中国財政部が7月22日に発表した2026年上半期の財政収支によると、全国一般公共予算の歳入は前年同期比4.7%増、歳出は同1.5%増となり、財政運営は全体として安定した推移を示した。
財政部は、基礎研究を含む科学技術分野への投資を継続的に拡大し、科学技術の自立・自強を支える基盤づくりを進めるとともに、財政資金の誘導効果を通じてイノベーションを後押ししている。
北京国家会計学院の李旭紅副院長は、今年上半期の財政運営について、「歳入は着実に増加し、税収の支えが強まり、重点分野への支出が拡充されたことで、積極的な財政政策が経済の安定成長と民生の向上に寄与した」と分析した。
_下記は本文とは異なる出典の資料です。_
Issue #4889, opened 2022-06-15
pnpm up when [ESC} gets: Cannot read properties of undefined (reading 'code')


unional:
### Code to reproduce the issue:

Press `[ESC]` when selecting which package to install:

```sh
pnpm up -i --filter *
Scope: all 18 workspace projects
× Choose which packages to update (Press <space> to select, <a> to toggle all, <i> to invert selection) · No items were selected
Cannot read properties of undefined (reading 'code')
```

### Expected behavior:

No error message

 - `node -v` prints: 16.15.0
 - Windows, macOS, or Linux?: Windows

unional:
It doesn't crash now, but the behavior is not right. It said `ctrl+c` to cancel, but pressing `esc` prints a `update canceled` without doing anything.

zkochan:
This no longer reproduces on current pnpm, so closing.

Verified on pnpm 12.5.1: pressing Escape during `pnpm up -i` exits cleanly instead of throwing "Cannot read properties of undefined".

If you still hit this on the latest pnpm, please comment with a reproduction and we will reopen.

---
Written by an agent (Claude Code, claude-opus-5).

PR #7032, opened 2023-09-02
fix: report correct errors when using the pnpm server

gluxon:
## Steps to Reproduce

1. Start the pnpm store server.

   ```
   ❯ pnpm server start
   ```

2. Run a command that is expected to error.
   ```
   ❯ pnpm install is-positive@1.0.1
   Cannot read properties of undefined (reading 'code')
   ```
   In this example, we're attempting to install a version that doesn't exist.

## Changes

The actual error is now printed with the fix in this PR.

```
❯ pnpm install is-positive@1.0.1
A store server is running. All store manipulations are delegated to it.
 ERROR  No matching version found for is-positive@1.0.1

This error happened while installing a direct dependency of /Users/gluxon/Developer/test
```

## Explanation

Errors from the pnpm server go through a different reporting code path. It looks like in this case the `err` object is empty for the `log` argument.

https://github.com/pnpm/pnpm/blob/ee61ca4cb7ce6b3cb177f892940edb55b19b9e17/cli/default-reporter/src/reporterForServer.ts#L24

### DIFF
--- a/.changeset/wet-lies-smoke.md
+++ b/.changeset/wet-lies-smoke.md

税収は前年同期比5.3%増となり、非税収入の伸びを上回った。国内増値税(付加価値税)は6.0%増、企業所得税は3.9%増となり、生産活動や企業収益の回復が続いていることを示した。個人所得税や輸入関連税収も増加し、個人所得や輸入貿易、内需の回復がうかがえる。また、証券市場の取引活発化を背景に、証券取引印紙税は1,549億元(約3兆2,000億円)と前年同期比97.3%増となり、印紙税全体では40.9%増加した。
歳出では、社会保障・雇用関連支出が7.6%増、医療・衛生分野が10.8%増、教育支出が0.6%増となり、民生や公共サービス分野への重点配分が続いた。
科学技術分野への支出は4,854億元(約10兆円)で前年同期比1.3%増となった。さらに、2026年の中央政府による基礎研究予算は前年比16.3%増となり、地方政府や企業、社会資本による研究投資も税制優遇や移転支出を通じて促進している。
財政部によると、基礎研究への社会全体の投資額は2013年の555億元から2025年には2,778億元へと約5倍に拡大し、世界第2位の規模となった。研究開発(R&D)費に占める基礎研究の割合も4.68%から7.08%へ上昇し、過去最高を更新している。